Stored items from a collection
PR #816, opened 2022-01-14
result aggregation in resume API

kaiserd:
This PR addresses https://github.com/status-im/nim-waku/issues/809

- updates `resume` and `queryLoop` implementing the logic described in https://github.com/status-im/nim-waku/issues/809
- updates the existing resume test and adds a test for resuming from an empty `peerList`
- updates the [changelog](https://github.com/status-im/nim-waku/blob/master/CHANGELOG.md)
- updates the waku v2 API [description](https://github.com/status-im/nim-waku/blob/master/docs/api/v2/node.md)

The code for awaiting the futures in `resume` is clunky. I could not find a version of `allFutures` that returns a `Future[seq[T]]`.
What I ended up using is `allFinished*[T](futs: varargs[Future[T]]): Future[seq[Future[T]]]` which requires to go through the already finshed futures again.
At least, this allows the futures to be awaited in parallel.
Did I overlook something?

Another point that came up:
Currently, if no peer in the peerList answers, resume exits with an error.
It could instead ask known peers, which is the case when peerList is empty.
What do you think @staheri14 @jm-clius ?

### DIFF
--- a/CHANGELOG.md
+++ b/CHANGELOG.md
@@ -20,6 +20,7 @@ The full list of changes is below.
 - Removed cached `peerInfo` on local node. Rely on underlying libp2p switch instead
 - Metrics: added counters for protocol messages
 - Waku v2 node discovery now supports [`31/WAKU2-ENR`](https://rfc.vac.dev/spec/31/)
+- resuming the history via `resume` now takes the answers of all peers in `peerList` into consideration and consolidates them into one deduplicated list
 
 ### Fixes
 
--- a/tests/v2/test_waku_store.nim
+++ b/tests/v2/test_waku_store.nim
@@ -715,7 +715,7 @@ procSuite "Waku Store":
         messagesResult.isOk
         messagesResult.value.len == 4
 
-    asyncTest "resume history from an empty list of candidate peers":
+    asyncTest "resume history from a list of offline peers":
       var offListenSwitch = newStandardSwitch(some(PrivateKey.random(ECDSA, rng[]).get()))
       var dialSwitch3 = newStandardSwitch()
       await dialSwitch3.start()
@@ -736,9 +736,12 @@ procSuite "Waku Store":
 
       let successResult = await proto3.resume(some(@[offListenSwitch.peerInfo.toRemotePeerInfo(),
                                                      listenSwitch.peerInfo.toRemotePeerInfo(),
-                                                     listenSwitch.peerInfo.toRemotePeerInfo(),
                                                      listenSwitch2.peerInfo.toRemotePeerInfo()]))
       check:
+        # `proto3` is expected to retrieve 14 messages because:
+        # - the store mounted on `listenSwitch` holds 10 messages (`msgList`)
+        # - the store mounted on `listenSwitch2` holds 7 messages (see `msgList2`)
+        # - both stores share 3 messages, resulting in 14 unique messages in total
         proto3.messages.len == 14
         successResult.isOk
         successResult.value == 14
--- a/tests/v2/test_waku_store.nim
+++ b/tests/v2/test_waku_store.nim
@@ -534,6 +534,8 @@ procSuite "Waku Store":
     let
       key = PrivateKey.random(ECDSA, rng[]).get()
       peer = PeerInfo.new(key)
+      key2 = PrivateKey.random(ECDSA, rng[]).get()
+      # peer2 = PeerInfo.new(key2)
     var
       msgList = @[WakuMessage(payload: @[byte 0], contentTopic: ContentTopic("2"), timestamp: float(0)),
         WakuMessage(payload: @[byte 1],contentTopic: ContentTopic("1"), timestamp: float(1)),
@@ -545,7 +547,19 @@ procSuite "Waku Store":
         WakuMessage(payload: @[byte 7],contentTopic: ContentTopic("1"), timestamp: float(7)),
         WakuMessage(payload: @[byte 8],contentTopic: ContentTopic("2"), timestamp: float(8)),
         WakuMessage(payload: @[byte 9],contentTopic: ContentTopic("1"),timestamp: float(9))]
-            
+
+      msgList2 = @[WakuMessage(payload: @[byte 0], contentTopic: ContentTopic("2"), timestamp: float(0)),
+        WakuMessage(payload: @[byte 11],contentTopic: ContentTopic("1"), timestamp: float(1)),
+        WakuMessage(payload: @[byte 12],contentTopic: ContentTopic("2"), timestamp: float(2)),
+        WakuMessage(payload: @[byte 3],contentTopic: ContentTopic("1"), timestamp: float(3)),
+        WakuMessage(payload: @[byte 4],contentTopic: ContentTopic("2"), timestamp: float(4)),
+        WakuMessage(payload: @[byte 5],contentTopic: ContentTopic("1"), timestamp: float(5)),
+        WakuMessage(payload: @[byte 13],contentTopic: ContentTopic("2"), timestamp: float(6)),
+        WakuMessage(payload: @[byte 14],contentTopic: ContentTopic("1"), timestamp: float(7))]
+
+    #--------------------
+    # setup default test store
+    #--------------------
     var dialSwitch = newStandardSwitch()
     await dialSwitch.start()
 
@@ -562,6 +576,28 @@ procSuite "Waku Store":
     for wakuMsg in msgList:
       # the pubsub topic should be DefaultTopic
       await proto.handleMessage(DefaultTopic, wakuMsg)
+
+    #--------------------
+    # setup 2nd test store
+    #--------------------
+    var dialSwitch2 = newStandardSwitch()
+    await dialSwitch2.start()
+
+    # to be connected to
+    var listenSwitch2 = newStandardSwitch(some(key2))
+    await listenSwitch2.start()
+
+    let proto2 = WakuStore.init(PeerManager.new(dialSwitch2), crypto.newRng())
+
+    proto2.setPeer(listenSwitch2.peerInfo.toRemotePeerInfo())
+
+    listenSwitch2.mount(proto2)
+
+    for wakuMsg in msgList2:
+      # the pubsub topic should be DefaultTopic
+      await proto2.handleMessage(DefaultTopic, wakuMsg)
+
+
     
     asyncTest "handle temporal history query with a valid time window":
       var completionFut = newFuture[bool]()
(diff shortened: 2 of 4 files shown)


waku/v2/protocol/waku_store/waku_store.nim
```diff
@@ -612,14 +612,23 @@ proc queryFromWithPaging*(w: WakuStore, query: HistoryQuery, peer: RemotePeerInf
...
-
-  debug "failed to resolve the query"
-  return err("failed to resolve the query")
+  ## loops through the candidateList in order and sends the query to each
+  ## once all responses have been received, the retrieved messages are consolidated into one deduplicated list
+  ## if no messages have been retrieved, the returned future will resolve into a MessagesResult result holding an empty seq.
+  var futureList: seq[Future[MessagesResult]]
+  for peer in candidateList.items:
+    futureList.add(w.queryFromWithPaging(query, peer))
+  futureList = await allFinished(futureList) # TODO: is there a proc that returns a Future[seq[T]?
```
jm-clius, line 621: Any advantage to doing this rather than just use `await allFutures()`? Seems like that will at least avoid double-assigning to `futureList`? It will still be necessary to retrieve the completed values iteratively, though, as you did below.

waku/v2/protocol/waku_store/waku_store.nim
```diff
@@ -612,14 +612,23 @@ proc queryFromWithPaging*(w: WakuStore, query: HistoryQuery, peer: RemotePeerInf
...
+  var messagesList: seq[WakuMessage]
+  # all futures have already been awaited, so the following loop runs without actually waiting
+  for fut in futureList:
+    let successResult = await fut
```
jm-clius, line 625: Since we "know" that these futures have all completed, why not rather just `read` the value (with a sanity check for completeness too). I think this will improve readability.
For example:
```
if fut.completed():
  let successResult = fut.read()
```
or something similar should be safe to do.

waku/v2/protocol/waku_store/waku_store.nim
```diff
@@ -612,14 +612,23 @@ proc queryFromWithPaging*(w: WakuStore, query: HistoryQuery, peer: RemotePeerInf
...
+    if successResult.isOk: messagesList.insert(successResult.value)
```
jm-clius, line 626: I think it may be possible to map `futureList` to `messagesList` using the [`mapIt()`](https://nim-lang.org/docs/sequtils.html#mapIt.t%2Ctyped%2Cuntyped) template and `concat`ting the resulting sequence-of-sequences. Compressing too much logic into a single line is probably not a good idea, so feel free to ignore this suggestion, or just applying it to some steps. :)

jm-clius (approved):
This LGTM! Thanks. I've left some comments about possible ways to make the code more readable, but feel free to apply only where you deem necessary/helpful.

waku/v2/protocol/waku_store/waku_store.nim
jm-clius: You could also encompass this logic into the `op proc` parameter of a `mapIt` function and directly map your `seq[Future[MessagesResult]]` to a `seq[MessagesResult]`. With a bit more logic, and concatenating the different responses, the original `seq` of futures could also be mapped to a `seq[WakuMessage]` using a single `mapIt` function.

jm-clius:
> The code for awaiting the futures in resume is clunky. I could not find a version of allFutures that returns a Future[seq[T]].

Seems like this did exist, but was deprecated for a number of reasons: https://github.com/status-im/nim-chronos/blob/7dc58d42b6905a7fd7531875fa76060f8f744e4e/chronos/asyncfutures2.nim#L689

You could use the `mapIt` function for sequences to map to your desired `seq`. See my comment elsewhere on the PR.

> Currently, if no peer in the peerList answers, resume exits with an error.

I think this is fine. We could decide on a future "enhancement" where we use an existing peer, but IMO if someone calls the API with an explicit list of peers it's better to return an error than transparently contacting a peer that was _not_ provided.

waku/v2/protocol/waku_store/waku_store.nim
kaiserd: Thank you. I will apply this change. As I am very new to Nim, I did not know better 😅. At first I thought I could save the following iteration by directly getting a list with the results of all successfully resolved futures, and then replace the allFInished call with the respective call. But as you pointed out, using allFinished, I still have to iterate.

waku/v2/protocol/waku_store/waku_store.nim
kaiserd: Thank you. I did not know about `read()`. I will apply that.

waku/v2/protocol/waku_store/waku_store.nim
kaiserd: Thank you. I was looking for this, but then decided to take syntactically simple approach due to lack of Nim knowledge.
I will look into it an apply the change you suggested.

kaiserd:
Thank you for the feedback.
In pushed commits addressing your feedback.
The second commit addresses the functional style of constructing the `messagesList`.
In Rust, there are combinators like filterMap, which would allow making this more concise. I will check later, if Nim offers something similar.

waku/v2/protocol/waku_store/waku_store.nim
```diff
@@ -618,12 +618,15 @@ proc queryLoop(w: WakuStore, query: HistoryQuery, candidateList: seq[RemotePeerI
...
-    let successResult = await fut
-    if successResult.isOk: messagesList.insert(successResult.value)
+  await allFutures(futureList) # all(), which returns a Future[seq[T]], has been deprecated
+
+  let messagesList = futureList
+    .filterIt(it.completed()) # just a sanity check. These futures have been awaited before using allFutures()
+    .mapIt(it.read())
+    .filterIt(it.isOk)
+    .mapIt(it.value)
+    .concat()
```
jm-clius, line 628: I like how explicit and readable this is, but it may be worth considering that each `mapIt` and `filterIt` returns a new `seq` which for very large sequences could be inefficient. Not really a problem here, as the `futureList` will be small.
The way to fix that would be to call [a `map` proc](https://nim-lang.org/docs/sequtils.html#map%2CopenArray%5BT%5D%2Cproc%28T%29) only once, but with a slightly more advanced logic. Something like:
```
proc mapToWakuMessages(in: Future[MessagesResult]): seq[WakuMessages] =
  if in.completed() and in.read().isOk():
    in.read().value
  else:
    @[]

let messagesList = futureList.map(mapToWakuMessages).concat()
```
(Might be some errors here, but the rough idea is to minimise seq copies)

kaiserd:
I updated to a single map proc. However, not giving the proc directly as a parameter raises the following error:
```
Error: can raise an unlisted exception: CatchableError
```
So, for now, I defined the proc inline. (Using the `=>` sugar syntax would be more readable, imho.)
I will check, what caused that error.

kaiserd:
Thanks @jm-clius for the tip to annotate the exception.
With that, we could also use this code if perferred:

```nim
  proc mapToWakuMessages(it: Future[MessagesResult]): seq[WakuMessage] {.raises: [CatchableError, Defect].}=
    if it.completed() and it.read().isOk():
      it.read().value
    else:
      @[]

  let messagesList = futureList.map(mapToWakuMessages).concat()
```

staheri14:
> It could instead ask known peers, which is the case when peerList is empty.

tests/v2/test_waku_store.nim
```diff
@@ -679,6 +715,16 @@ procSuite "Waku Store":
         messagesResult.isOk
         messagesResult.value.len == 4
 
+    asyncTest "resume history from an empty list of candidate peers":
```
staheri14, line 718: `empty list of candidate peers` or `offline peers`?

tests/v2/test_waku_store.nim
```diff
@@ -690,12 +736,16 @@ procSuite "Waku Store":
 
       let successResult = await proto3.resume(some(@[offListenSwitch.peerInfo.toRemotePeerInfo(),
                                                      listenSwitch.peerInfo.toRemotePeerInfo(),
-                                                     listenSwitch.peerInfo.toRemotePeerInfo()]))
+                                                     listenSwitch.peerInfo.toRemotePeerInfo(),
+                                                     listenSwitch2.peerInfo.toRemotePeerInfo()]))
       check:
-        proto3.messages.len == 10
+        proto3.messages.len == 14
```
staheri14, line 742: Wondering why 14? (ok, I found it :), `listenSweitch2` has 4 waku messages that `listenSwitch` does not have, though it would be good to add a comment and explain that, would be helpful for debugging)

tests/v2/test_waku_store.nim
```diff
@@ -690,12 +736,16 @@ procSuite "Waku Store":
 
       let successResult = await proto3.resume(some(@[offListenSwitch.peerInfo.toRemotePeerInfo(),
                                                      listenSwitch.peerInfo.toRemotePeerInfo(),
-                                                     listenSwitch.peerInfo.toRemotePeerInfo()]))
+                                                     listenSwitch.peerInfo.toRemotePeerInfo(),
```
staheri14, line 739: Wondering why did you add `listenSwitch` twice? if you have a specific test scanrio, please add a small comment

staheri14 (approved):
Congratulations @kaiserd for your first nim-waku PR!
I have left a few comments. Going to approve the PR, but please address them before merging :)

CHANGELOG.md
```diff
@@ -11,6 +11,7 @@ This release contains the following:
 which is a sequence of string.
 - Removed cached `peerInfo` on local node. Rely on underlying libp2p switch instead.
 - Metrics: added counters for protocol messages
+- resuming the history via `resume` now takes the answers of all peers in `peerList` into consideration and consolidates them into one deduplicated list
```
oskarth, line 14:
```suggestion
- Resuming history via `resume` now takes the answers of all peers in `peerList` and consolidates them into one deduplicated list
```

oskarth (approved):
LGTM, nothing to add to above. Congrats on your first PR!

kaiserd:
@staheri14 thank you for the feedback. I addressed your feedback and added comments.

> Can you please elaborate on this?
> 
> > It could instead ask known peers, which is the case when peerList is empty.

I thought it might make sense to ask a random peer like here
https://github.com/status-im/nim-waku/blob/024128b39e77935268e049769ffbe4a6987bf5aa/waku/v2/protocol/waku_store/waku_store.nim#L723
in case no `peerList` is provided to `resume`.
But I agree with @jm-clius   comment above, that this behavior might not be expected.
So I would just leave it as it is.

kaiserd:
@jm-clius @staheri14 is your feedback sufficiently addressed? Just want to make sure before merging :).
@jm-clius Should I keep the current version of building `messagesList?

jm-clius:
Yeah, you can squash and merge - I notice not all commits are signed, which you'll need to do beforehand, but afaict you addressed all comments from all reviewers, CI is passing (as well as it does :) ) and the `messagesList` building makes sense to me. 😄

kaiserd:
Yes. The signatures were lost during a rebase :(. I reapplied them.

kaiserd:
I rebased again on the v0.7 commit.
@jm-clius Should this PR be part of v0.7. If not, I have to update the changelog.

jm-clius:
No, I think it's OK to merge after the release

kaiserd:
OK. I am waiting for @staheri14 to check if I applied her feedback as she expected and then merge :).

staheri14:
> OK. I am waiting for @staheri14 to check if I applied her feedback as she expected and then merge :).

@kaiserd LGTM!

Assigned task
Copy each line above that contains the string "CatchableError".

Response for this exercise
Error: can raise an unlisted exception: CatchableError
  proc mapToWakuMessages(it: Future[MessagesResult]): seq[WakuMessage] {.raises: [CatchableError, Defect].}=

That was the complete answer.